Exercise aim :: Only the lines containing "outputToken" should appear in the answer, copied from the listing below.

[Data listing]

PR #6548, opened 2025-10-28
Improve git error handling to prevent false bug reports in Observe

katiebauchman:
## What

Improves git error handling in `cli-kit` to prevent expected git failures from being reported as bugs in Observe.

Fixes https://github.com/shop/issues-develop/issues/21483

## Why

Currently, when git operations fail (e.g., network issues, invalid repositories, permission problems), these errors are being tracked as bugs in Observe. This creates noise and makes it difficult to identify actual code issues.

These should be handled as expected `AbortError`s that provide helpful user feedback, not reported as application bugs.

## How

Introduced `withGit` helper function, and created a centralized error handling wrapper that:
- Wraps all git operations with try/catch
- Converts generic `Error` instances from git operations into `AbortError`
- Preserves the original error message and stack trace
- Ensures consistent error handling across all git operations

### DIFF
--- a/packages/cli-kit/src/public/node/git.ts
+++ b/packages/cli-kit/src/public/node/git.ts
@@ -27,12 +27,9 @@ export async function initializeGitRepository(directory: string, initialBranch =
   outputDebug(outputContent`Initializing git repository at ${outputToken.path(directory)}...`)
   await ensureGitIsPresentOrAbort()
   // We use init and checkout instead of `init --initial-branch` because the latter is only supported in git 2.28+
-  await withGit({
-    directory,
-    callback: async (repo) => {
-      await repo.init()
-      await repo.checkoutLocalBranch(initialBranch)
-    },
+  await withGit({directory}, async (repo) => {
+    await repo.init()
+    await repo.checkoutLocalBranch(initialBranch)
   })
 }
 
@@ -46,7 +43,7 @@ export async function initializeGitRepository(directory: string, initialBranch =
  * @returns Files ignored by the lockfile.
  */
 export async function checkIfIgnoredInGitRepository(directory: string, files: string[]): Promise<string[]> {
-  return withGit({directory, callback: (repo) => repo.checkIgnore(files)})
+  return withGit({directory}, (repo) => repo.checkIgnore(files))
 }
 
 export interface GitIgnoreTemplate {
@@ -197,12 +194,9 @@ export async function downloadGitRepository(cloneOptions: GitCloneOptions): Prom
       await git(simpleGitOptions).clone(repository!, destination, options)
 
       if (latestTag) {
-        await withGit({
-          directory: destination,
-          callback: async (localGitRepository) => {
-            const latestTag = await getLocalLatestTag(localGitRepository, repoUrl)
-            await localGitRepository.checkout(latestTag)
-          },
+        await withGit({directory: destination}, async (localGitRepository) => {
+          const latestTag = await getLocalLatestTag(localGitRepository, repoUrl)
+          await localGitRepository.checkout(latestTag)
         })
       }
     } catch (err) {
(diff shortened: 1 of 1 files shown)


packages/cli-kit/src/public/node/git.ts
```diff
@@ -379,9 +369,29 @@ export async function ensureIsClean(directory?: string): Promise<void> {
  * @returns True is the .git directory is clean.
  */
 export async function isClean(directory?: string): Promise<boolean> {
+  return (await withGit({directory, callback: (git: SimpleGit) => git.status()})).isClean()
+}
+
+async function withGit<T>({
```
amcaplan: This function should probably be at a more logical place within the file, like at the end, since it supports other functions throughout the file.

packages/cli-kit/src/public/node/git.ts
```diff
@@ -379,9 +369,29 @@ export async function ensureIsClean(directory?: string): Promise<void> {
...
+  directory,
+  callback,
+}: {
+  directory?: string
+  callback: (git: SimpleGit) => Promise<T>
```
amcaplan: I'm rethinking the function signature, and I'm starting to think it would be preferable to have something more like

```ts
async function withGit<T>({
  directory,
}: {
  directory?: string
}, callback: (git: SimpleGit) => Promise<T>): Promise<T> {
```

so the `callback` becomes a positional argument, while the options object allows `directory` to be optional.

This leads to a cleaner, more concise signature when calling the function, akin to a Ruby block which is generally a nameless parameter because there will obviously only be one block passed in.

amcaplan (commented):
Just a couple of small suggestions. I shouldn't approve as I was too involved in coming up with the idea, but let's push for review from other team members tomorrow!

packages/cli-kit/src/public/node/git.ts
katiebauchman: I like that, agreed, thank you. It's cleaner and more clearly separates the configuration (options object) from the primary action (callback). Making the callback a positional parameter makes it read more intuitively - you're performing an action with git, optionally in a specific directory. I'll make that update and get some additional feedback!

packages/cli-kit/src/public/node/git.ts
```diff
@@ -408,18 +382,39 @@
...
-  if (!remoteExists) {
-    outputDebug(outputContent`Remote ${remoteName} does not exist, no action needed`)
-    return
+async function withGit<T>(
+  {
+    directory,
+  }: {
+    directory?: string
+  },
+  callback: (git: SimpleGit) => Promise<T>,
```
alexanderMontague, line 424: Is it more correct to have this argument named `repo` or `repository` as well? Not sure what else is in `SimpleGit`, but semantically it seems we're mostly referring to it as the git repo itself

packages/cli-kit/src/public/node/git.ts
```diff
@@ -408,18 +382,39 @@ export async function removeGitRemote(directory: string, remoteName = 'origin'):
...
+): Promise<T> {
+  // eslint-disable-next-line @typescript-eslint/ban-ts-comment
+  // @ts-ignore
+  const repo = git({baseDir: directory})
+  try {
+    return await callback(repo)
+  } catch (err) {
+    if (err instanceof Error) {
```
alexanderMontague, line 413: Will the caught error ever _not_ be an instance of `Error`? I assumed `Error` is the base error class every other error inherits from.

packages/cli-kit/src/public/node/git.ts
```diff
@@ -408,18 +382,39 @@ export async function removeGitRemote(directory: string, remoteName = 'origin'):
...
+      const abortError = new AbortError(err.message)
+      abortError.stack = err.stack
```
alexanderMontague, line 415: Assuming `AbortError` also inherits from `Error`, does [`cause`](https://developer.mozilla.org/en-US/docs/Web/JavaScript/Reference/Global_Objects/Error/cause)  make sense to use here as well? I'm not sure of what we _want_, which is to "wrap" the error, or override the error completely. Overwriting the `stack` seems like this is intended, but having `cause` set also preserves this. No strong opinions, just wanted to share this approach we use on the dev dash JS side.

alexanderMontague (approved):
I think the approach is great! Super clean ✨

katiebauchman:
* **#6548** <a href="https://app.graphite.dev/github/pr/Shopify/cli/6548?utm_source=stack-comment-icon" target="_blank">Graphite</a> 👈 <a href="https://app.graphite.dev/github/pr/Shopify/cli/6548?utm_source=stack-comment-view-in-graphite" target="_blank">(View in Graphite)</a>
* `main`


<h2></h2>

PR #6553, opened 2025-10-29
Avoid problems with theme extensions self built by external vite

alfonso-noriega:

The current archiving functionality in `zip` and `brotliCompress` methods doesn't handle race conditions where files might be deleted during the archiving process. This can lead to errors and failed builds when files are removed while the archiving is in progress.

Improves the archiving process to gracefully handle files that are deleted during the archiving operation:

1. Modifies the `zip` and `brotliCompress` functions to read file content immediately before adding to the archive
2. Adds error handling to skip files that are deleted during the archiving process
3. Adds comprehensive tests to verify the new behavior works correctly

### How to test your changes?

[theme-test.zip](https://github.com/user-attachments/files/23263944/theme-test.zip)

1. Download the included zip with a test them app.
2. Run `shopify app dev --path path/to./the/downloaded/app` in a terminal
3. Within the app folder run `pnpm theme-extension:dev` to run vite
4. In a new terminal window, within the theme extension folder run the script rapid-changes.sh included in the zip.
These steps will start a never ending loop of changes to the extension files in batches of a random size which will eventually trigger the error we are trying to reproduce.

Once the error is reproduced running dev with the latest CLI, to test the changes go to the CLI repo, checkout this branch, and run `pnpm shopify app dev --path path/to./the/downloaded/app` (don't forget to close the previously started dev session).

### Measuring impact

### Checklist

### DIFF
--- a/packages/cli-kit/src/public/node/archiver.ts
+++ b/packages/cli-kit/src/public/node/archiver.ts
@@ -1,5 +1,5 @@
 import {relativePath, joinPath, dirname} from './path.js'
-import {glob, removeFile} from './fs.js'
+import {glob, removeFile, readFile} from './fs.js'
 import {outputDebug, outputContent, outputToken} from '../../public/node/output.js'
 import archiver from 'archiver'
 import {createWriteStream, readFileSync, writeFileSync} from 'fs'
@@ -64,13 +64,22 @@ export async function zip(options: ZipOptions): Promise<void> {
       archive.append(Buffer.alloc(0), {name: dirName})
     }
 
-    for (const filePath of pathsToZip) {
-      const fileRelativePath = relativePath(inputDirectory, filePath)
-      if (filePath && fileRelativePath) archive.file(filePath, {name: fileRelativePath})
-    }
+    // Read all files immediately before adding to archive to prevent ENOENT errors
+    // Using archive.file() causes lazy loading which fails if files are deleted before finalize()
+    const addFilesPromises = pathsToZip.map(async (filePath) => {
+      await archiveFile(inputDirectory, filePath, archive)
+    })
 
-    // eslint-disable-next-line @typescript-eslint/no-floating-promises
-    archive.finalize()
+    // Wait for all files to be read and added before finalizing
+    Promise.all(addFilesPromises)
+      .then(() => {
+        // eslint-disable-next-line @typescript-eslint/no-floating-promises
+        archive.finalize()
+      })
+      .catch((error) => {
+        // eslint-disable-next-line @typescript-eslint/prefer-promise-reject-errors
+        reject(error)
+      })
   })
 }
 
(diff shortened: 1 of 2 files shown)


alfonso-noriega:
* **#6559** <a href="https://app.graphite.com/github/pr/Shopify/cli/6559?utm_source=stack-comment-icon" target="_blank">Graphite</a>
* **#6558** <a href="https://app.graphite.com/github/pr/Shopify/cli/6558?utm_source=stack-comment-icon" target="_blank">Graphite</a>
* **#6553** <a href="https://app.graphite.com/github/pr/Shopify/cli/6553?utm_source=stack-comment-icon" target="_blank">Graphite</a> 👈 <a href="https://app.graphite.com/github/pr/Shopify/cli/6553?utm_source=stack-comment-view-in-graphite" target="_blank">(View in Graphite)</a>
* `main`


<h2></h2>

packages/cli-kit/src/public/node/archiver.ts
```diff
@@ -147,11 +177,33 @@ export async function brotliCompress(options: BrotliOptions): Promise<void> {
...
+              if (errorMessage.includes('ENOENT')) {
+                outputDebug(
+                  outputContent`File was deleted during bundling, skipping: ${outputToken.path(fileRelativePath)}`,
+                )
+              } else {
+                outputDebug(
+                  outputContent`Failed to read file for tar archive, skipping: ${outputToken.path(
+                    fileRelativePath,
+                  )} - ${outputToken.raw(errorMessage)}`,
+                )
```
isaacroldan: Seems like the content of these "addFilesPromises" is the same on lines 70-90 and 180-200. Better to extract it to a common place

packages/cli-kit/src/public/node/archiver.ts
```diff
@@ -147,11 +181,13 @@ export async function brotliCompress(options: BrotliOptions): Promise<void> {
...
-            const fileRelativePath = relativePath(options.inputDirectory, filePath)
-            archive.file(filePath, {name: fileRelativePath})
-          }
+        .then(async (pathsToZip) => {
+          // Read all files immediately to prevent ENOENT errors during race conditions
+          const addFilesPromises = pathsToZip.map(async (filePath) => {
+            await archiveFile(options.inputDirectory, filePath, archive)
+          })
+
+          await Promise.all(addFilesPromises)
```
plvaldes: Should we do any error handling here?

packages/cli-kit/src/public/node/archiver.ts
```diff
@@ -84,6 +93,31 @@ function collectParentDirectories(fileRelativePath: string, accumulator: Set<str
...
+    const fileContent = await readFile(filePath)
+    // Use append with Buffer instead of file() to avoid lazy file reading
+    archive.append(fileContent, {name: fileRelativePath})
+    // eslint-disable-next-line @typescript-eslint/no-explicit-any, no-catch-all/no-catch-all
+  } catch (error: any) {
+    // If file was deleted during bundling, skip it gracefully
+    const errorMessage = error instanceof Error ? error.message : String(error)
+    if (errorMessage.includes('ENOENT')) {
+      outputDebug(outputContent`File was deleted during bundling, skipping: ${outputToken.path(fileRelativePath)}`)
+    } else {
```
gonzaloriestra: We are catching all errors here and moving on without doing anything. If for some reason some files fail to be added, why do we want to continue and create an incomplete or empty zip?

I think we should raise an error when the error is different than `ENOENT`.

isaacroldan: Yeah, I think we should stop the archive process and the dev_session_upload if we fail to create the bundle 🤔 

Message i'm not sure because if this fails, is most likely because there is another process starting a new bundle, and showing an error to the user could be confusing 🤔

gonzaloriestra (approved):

[/Data listing]

Solution to the problem ::
   outputDebug(outputContent`Initializing git repository at ${outputToken.path(directory)}...`)
 import {outputDebug, outputContent, outputToken} from '../../public/node/output.js'
+                  outputContent`File was deleted during bundling, skipping: ${outputToken.path(fileRelativePath)}`,
+                  outputContent`Failed to read file for tar archive, skipping: ${outputToken.path(
+                  )} - ${outputToken.raw(errorMessage)}`,
+      outputDebug(outputContent`File was deleted during bundling, skipping: ${outputToken.path(fileRelativePath)}`)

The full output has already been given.